Freddy was the first Horror film i ever watch...if someone asked what type of films do i like, horror has to be it..


----------



## bluevortex (Aug 10, 2007)

Oh no - I still have Freddy nightmares to this day


----------



## Ste T (Jul 17, 2008)

bluevortex said:


> Oh no - I still have Freddy nightmares to this day


you being serious?


----------



## arcdef (Apr 17, 2008)

This actually looks like it could be a decent re make!


----------



## bluevortex (Aug 10, 2007)

20RSport said:


> you being serious?


Yep. Watched the original when I was 7 and had re-occuring dreams about it ever since. Can watch any other horror film going, nothing scares me but Freddy, that is a different ball game. Seriously crazy the effect this kind of stuff has on you when your young


----------



## Leemack (Mar 6, 2009)

Superb,

Love the classics.

Takes me back to my youth


----------



## Ste T (Jul 17, 2008)

bluevortex said:


> Yep. Watched the original when I was 7 and had re-occuring dreams about it ever since. Can watch any other horror film going, nothing scares me but Freddy, that is a different ball game. Seriously crazy the effect this kind of stuff has on you when your young


Wow, one to keep away from them next year....:thumb:


----------



## Teabag (Dec 17, 2008)

A Nightmare on Elm Street (2010) = tripe


----------



## Chris_R (Feb 3, 2008)

The appeal of the Freddy films was his quirky/sick humour and the inventive way in which people died (complete with cheesy special effects). Relaunching it to a standard slasher horror guise that is much darker is ruining that IMO. The idea of serious horror is just pants really now, you introduce the supernatural and it's not in the least bit scary anymore - the likes of the new Halloween or Friday 13th films (rubbish!). 
I don't see anything in that trailer other than the all the nods to the previous series trademarks that makes it look like a true Freddy film - essence of Freddy if you like (the glove, jumper, the stay awake song)


----------



## NickTB (Feb 4, 2007)

THIS is classic horror! None of that Elm St rubbish


----------



## silverback (Jun 18, 2008)

what is it with these remakes  have they ran out of ideas now ? rob zombie has already wrecked Halloween,friday the 13th remake was ****e ,texas chainsaws remake,****e,last house on the left,****e.the only decent remake imho was dawn of the dead.i will be amazed if this is any better than very average.


----------



## jamest (Apr 8, 2008)

I personally prefer the Rob Zombie remakes (minus Friday the 13th), although aren't that good, the originals weren't very good either.

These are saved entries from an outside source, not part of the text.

PR #745, opened 2026-08-12
fix(APP-1011): Repair the published CSS bundle and literal number affixes

thekidnamedkd:
## Description

Two consumer-facing defects found by the [app design-sync run](https://github.com/aragon/app/pull/1243), plus the missing CI gate that let the first one ship twice. The `min`/`max` clamping decision is deliberately **not** here — it's in the stacked PR, because it's a behaviour change under discussion and these two are not.

### 1. `build.css` ships corrupted selector lists

`rollup-plugin-postcss`'s `minimize: true` runs cssnano 5, which predates CSS nesting. Tailwind v4 emits every variant utility as a nested block, and the merge pass collapsed unrelated selector lists onto one nested body. Reproduced on `main` at `6f8ac008` (v2.9.0) — the report was filed against 2.8.1, but it never got fixed:

| selectors merged | inherited child rule |
|---:|---|
| 140 `2xl:*` | `& > :last-child { border-style: none }` |
| 128 `md:*`/`sm:*` | `:where(& > :not(:last-child)) { margin-block: 0 }` |
| 54 `md:*` | `:is(& > *) { border-right-width: 1px }` |
| 7 `md:*` | `:where(& > :not(:last-child)) { margin-inline… }` |

Row 3 is the stray vertical bar on `AlertCard`/`Accordion`. Invisible to us because the app and Storybook compile from source; broken for every consumer of the published file.

**Root cause is the missing check, not the merge:** nothing in this repo has ever rendered or parsed `build.css`, so a corrupted bundle had no way to fail. Fix is to minify with Tailwind's own optimizer (Lightning CSS, nesting-aware) and assert in CI that the bundle equals a source compile — `pnpm check:css`, 33 lines, no heuristics. Verified it fails on a cssnano build (`103017 vs 118809 chars`) and passes on this one.

The bundle grows 103 KB → 119 KB. That difference is the rules that were previously being merged away.

### 2. `prefix`/`suffix` are parsed as an imask pattern

`useNumberMask` interpolated them into the mask, where `0`, `a` and `*` are definitions, so any affix containing one lost that character. `suffix="aUSDC"` rendered `_USDC`. Live in the app — `tokenMintTokensAction` and `proposalCreationEligibilityField` both pass `suffix={tokenSymbol}`, so Aave-style aTokens are affected.

Tests for this run the real imask instance; the existing suite mocks `useNumberMask`, which is why a pattern bug could never surface. Confirmed the new cases fail on the pre-fix hook.

## Type of change

## Developer Checklist:

- [x] Manually smoke tested the functionality locally — `pnpm build` then `pnpm check:css`, both directions
- [x] Confirmed there are no new warnings or errors in the browser console — no UI change
- [x] Made the corresponding changes to the documentation — changeset
- [x] Confirmed there are no new warnings on automated tests — 1122 pass
- [x] Selected the correct base branch (`main`)

## Notes

- Touches `package.json` scripts and `library-test.yml`, same two places as #739 (APP-723). Whichever lands second rebases; one-line conflict.
- Replaces #742, which mixed these fixes with the `min`/`max` change.
- The durable version of check 1 is a rendered baseline diff — APP-733 (Playwright + Argos) is its home. `check:css` only proves the file is internally consistent, not that a browser paints it correctly.


milosh86 (approved):
looks good 👍

PR #746, opened 2026-08-12
fix(APP-1011): Clamp out-of-range number input values

thekidnamedkd:
## Description

**Draft: the behaviour decision is open and tracked in APP-1083.** #745 has merged, so this now targets `main` directly and the diff is the clamp alone.

`InputNumber` turns an out-of-range number into a *different* number. imask rejects the character that breaches the bound and keeps the longest in-range prefix:

| input | `max` | renders | `onChange` emits |
|---|---|---|---|
| types `60` (duration minutes) | 59 | `6` | `"6"` |
| types `25` (duration hours) | 23 | `2` | `"2"` |
| types `101` (percentage) | 100 | `10` | `"10"` |
| receives `value="250"` | 100 | `25` | `"25"` |

Typed, pasted and controlled values alike. Affected callsites in the app: `advancedDateInputDuration` (59, 23), `setupStrategyDialogDistributionRecipientItem` (100), `gaugeVoterVoteDialogItem` (`WEIGHT_MAX`), `tokenProposalCreationSettings` (computed), and `numberProgressInput` (`max={total}`, dynamic).

Everyone agrees the current output is wrong. The open question is which correct behaviour replaces it:

- **A (this PR)** — clamp to the boundary. One line, no API change, and every caller already treats `max` as a bound. Cost: an out-of-range error state becomes impossible with `max` set; it has to come from the `alert` property.
- **B** — drop the bounds from the mask and validate in forms. Never alters input, error states work naturally. Cost: validation must be added at five callsites, two of which feed transaction parameters (gauge vote weight, distribution percentages), so shipping it without that work is a safety regression.

A doesn't foreclose B, and an opt-out prop is deliberately not added — nothing needs it yet.

### One thing to settle

`numberProgressInput` passes a dynamic `max={total}`. Under A, a shrinking `total` rewrites a value the user already entered and fires `onChange` from a data update rather than a user action. Either accept that, or have that one component drop `max` and validate instead — app-side, one file.

### `min` is not symmetric, whichever option wins

Bounds cannot block partial input: `5` must be typeable on the way to `50` in a `min={10}` field. Measured — `min={10}` with `value="5"` renders `10` (committed values are raised), but typing is unrestricted, and `min={0}` with `value="-5"` renders `5`, dropping the sign rather than clamping to `0`. So "min/max are hard bounds" is only true of `max`. The sign case is pre-existing, same root cause, and left alone: fixing it means special-casing the sign for a contrived input. Docs now state what actually happens.

## Type of change

Behaviour change worth calling out: over-max input clamps rather than losing a digit.

## Developer Checklist:

- [x] Manually smoke tested the functionality locally — jsdom probes for typed, pasted and controlled values, and for `min` in both signs
- [x] Confirmed there are no new warnings or errors in the browser console — no UI change
- [x] Made the corresponding changes to the documentation — `min`/`max` props on both components, `MinMax` story, changeset
- [x] Added tests that prove my fix is effective or that my feature works — confirmed failing pre-fix
- [x] Confirmed there are no new warnings on automated tests — 1124 pass
- [x] Selected the correct base branch — stacked on #745 by design


milosh86 (approved):
Seems reasonable and it feels good when testing 👍

PR #762, opened 2026-08-26
fix(APP-1089): Stop AddressOutput nesting controls in interactive containers

thekidnamedkd:
## Description

`AddressOutput` defaults `copy` and `reveal` to `true`, so a callsite that sits inside an interactive container has to switch them off. Six callsites shipped in 2.10.0 without doing that, or doing half of it.

Live DOM from the `AssetTransfer` → `Default` story before this change:

```
<a href="https://etherscan.io/address/0xd8dA…6045">
  ├── <button>vitalik.eth</button>   ← reveal trigger
  └── <button aria-label="Copy">     ← Clipboard
```

Keyboard order per row was `A → BUTTON → BUTTON`: two phantom tab stops inside one row link, and Enter on the reveal button does nothing. The reveal button has no click handling, only `onPointerDown`, so a click bubbles and the row navigates while a touch tap pins the tooltip *and* navigates.

`memberDataListItemStructure`, `daoDataListItemStructure` and `voteDataListItemStructure` each carried the comment "the reveal must not add a nested interactive trigger" directly above `reveal={true}`. This passes `reveal={!isInteractiveItem}` to match the `copy` line above it. `transactionDataListItemStructure` and `assetTransferAddress` always render inside a link, so both affordances are off there, and the `Wallet` handle sits inside the connect `<button>`.

`proposalDataListItemStructure` and `smartContractFunctionDataListItemStructure` are untouched: their `<object type="unknown">` wrapper is the deliberate [kizu.dev](https://kizu.dev/nested-links/) isolation, so their copy and reveal are intentional.

Verified in Storybook, live DOM:

| Surface | Before | After |
| -- | -- | -- |
| `AssetTransfer` → `Default` | 2 anchors × `[BUTTON reveal, BUTTON Copy]` | 2 anchors, no nested controls |
| Transaction `ExecutionByAddress` | `[BUTTON 0x1234…1234, BUTTON Copy]` | no controls, address is plain text |
| `Wallet` → `Address` | copy circle + reveal button inside the button | 1 button, no tooltip on hover |

Follow-up: #APP-1108 asks whether `DataList.Item` should stop swallowing the row at all, which would let these controls come back legitimately. A second PR resolves the defaults from the container so a future callsite cannot get this wrong.

Linear: https://linear.app/aragon/issue/APP-1089

## Type of change

## Developer Checklist:

- [ ] Made the corresponding changes to the documentation
- [ ] Added tests that prove my fix is effective or that my feature works
- [x] Reviewed that the files changed in GitHub’s UI reflect my intended changes

No tests here on purpose: every line is a prop value whose behaviour belongs to `AddressOutput`, already covered in `addressOutput.test.tsx`. A `Wallet` test asserting "no Copy button" would be testing `AddressOutput`'s `copy` prop through a second component. The follow-up PR adds tests where the real branching lives.

Removing the nested `<button>` from the `Wallet` button also clears the `<button> cannot contain a nested <button>` DOM nesting warning that `wallet.test.tsx` was printing.


milosh86 (approved):
👍

PR #763, opened 2026-08-26
feat(APP-1089): Resolve AddressOutput controls from the container

thekidnamedkd:
## Description

Whether a nested interactive control is legal is a fact about the *container*, not the caller. Today every callsite re-derives it — `('href' in otherProps && otherProps.href != null) || otherProps.onClick != null`, copy-pasted into three files, and all three then passed `reveal={true}` anyway. This moves the fact to the two chokepoints that already exist and makes the props an explicit override.

```tsx
// core/components/interactiveAncestor
const interactiveAncestorContext = createContext(false);
export const InteractiveAncestorProvider = interactiveAncestorContext.Provider;
export const useInteractiveAncestor = () => useContext(interactiveAncestorContext);

// addressOutput.tsx
const showCopy = copy ?? !hasInteractiveAncestor;
const showReveal = reveal ?? !hasInteractiveAncestor;
```

`LinkBase` provides it, which covers every anchor in the kit including the `DataList.Item` link branch, `AssetTransferAddress` and `smartContractFunctionDataListItemStructure`. `DataListItem`'s interactive-div branch provides it for `role="button"` rows. `Wallet` provides it around its connect button, which a container cannot restructure its way out of.

Unset means "do the right thing here", so `ProposalDataListItem` and `SmartContractFunctionDataListItem` pass `copy` and `reveal` explicitly to keep their `<object>`-isolated links working — React context flows straight through `<object>`, so the escape hatch has to be stated in props. That override is also what consumers outside the kit get: `InteractiveAncestorProvider` is exported so app-side row containers can mark themselves.

Net effect on the kit is deletion: `isInteractiveItem` and its comment leave member, DAO and vote; the explicit `copy`/`reveal` props leave four more callsites.

Verified in Storybook, live DOM, all four container shapes:

| Story | Controls rendered | Nested in anchor/button |
| -- | -- | -- |
| `AssetTransfer` → `Default` | 2 row anchors only | none |
| `Wallet` → `Address` | 1 button | none |
| `AddressOutput` → `Default` (standalone) | reveal + Copy | none |
| `SmartContractFunctionDataListItem` → `Verified` | link + link + Copy | Copy, unchanged and deliberate |

Semver is minor, not major: standalone consumers resolve to `true` exactly as today, and only the nested-in-interactive case changes, which is the case #APP-1108 and the sibling fix PR call a bug. A consumer who deliberately put copy inside a link row keeps it by passing the prop.

Two things worth a reviewer's attention:

1. I considered a dev-only warning for components that are not converted, and dropped it. It would fire on `Clipboard` inside `Link`, which the kit supports on purpose (`clipboard.stories.tsx` → `InsideLink`). Telling accidental nesting from deliberate needs a per-component policy, and a component with a policy can simply not render the control.
2. The `smartContract` Copy button is still a `<button>` inside an `<a>`. This PR preserves 2.10.0 behaviour exactly; the `<object>` trick is documented for nested *links* and I doubt it launders a nested button. That belongs to #APP-1108 rather than a silent change here.

Related: https://linear.app/aragon/issue/APP-1108 asks whether the row should stop swallowing its contents at all, which would let these controls return legitimately. Depends on the sibling fix PR only for merge order — both touch the same prop lines, so whichever lands second drops the redundant deletions.

Linear: https://linear.app/aragon/issue/APP-1089

## Type of change

- [x] New feature (non-breaking change which adds functionality)

## Developer Checklist:

- [x] Reviewed that the files changed in GitHub’s UI reflect my intended changes

Three tests in `addressOutput.test.tsx` cover the resolution branches through real `DataList.Item` containers — link, clickable row, and explicit override — so they fail if either provider or the `??` resolution breaks. `pnpm build` and `pnpm css:check` pass with the new public export, confirmed in `dist/types/src/core/components/interactiveAncestor/`.

### DIFF
--- a/.changeset/interactive-ancestor-context.md
+++ b/.changeset/interactive-ancestor-context.md
@@ -1,0 +1,5 @@
+---
+"@aragon/gov-ui-kit": minor
+---
+
+`AddressOutput` now takes its `copy` and `reveal` defaults from its container: both stay `true` standalone and become `false` inside an interactive element such as a link, an interactive `DataList.Item` row, or the `Wallet` button, where a nested control is invalid markup and competes with the container for the click. Pass either prop explicitly to override, as `ProposalDataListItem` and `SmartContractFunctionDataListItem` do for their isolated links. Containers built outside the kit can mark themselves with the newly exported `InteractiveAncestorProvider`.
--- a/src/core/components/dataList/dataListItem/dataListItem.tsx
+++ b/src/core/components/dataList/dataListItem/dataListItem.tsx
@@ -1,5 +1,6 @@
 import classNames from 'classnames';
 import type { AnchorHTMLAttributes, HTMLAttributes } from 'react';
+import { InteractiveAncestorProvider } from '../../interactiveAncestor';
 import { LinkBase } from '../../link';
 
 export type DataListItemVariant = 'primary' | 'select';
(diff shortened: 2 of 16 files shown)


milosh86 (commented):
I'm not sure about this approach tbh, I need to think about it more.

But anyway, Jason > Freddy.


----------



## silverback (Jun 18, 2008)

jamest said:


> I personally prefer the Rob Zombie remakes (minus Friday the 13th),


:doublesho

sweet lord.i liked house of a 1000 (apart from the last 15 minutes) and devils rejects was a return to real nasty horror imho.but those 13th remakes :lol: and now he is rumoured to be doing "the blob" remake


----------



## jamest (Apr 8, 2008)

silverback said:


> :doublesho
> 
> sweet lord.i liked house of a 1000 (apart from the last 15 minutes) and devils rejects was a return to real nasty horror imho.but those 13th remakes :lol: and now he is rumoured to be doing "the blob" remake


Do take in to account I am 22 so a bit young to see the originals when they were released and generally saw the Rob Zombie version before the original. I imagine it probably had the same impact as seeing a film before reading a book or vise versa. Generally the first one you see has the bigger impact on you.


----------



## silverback (Jun 18, 2008)

jamest said:


> Do take in to account I am 22 so a bit young to see the originals when they were released and generally saw the Rob Zombie version before the original. I imagine it probably had the same impact as seeing a film before reading a book or vise versa. Generally the first one you see has the bigger impact on you.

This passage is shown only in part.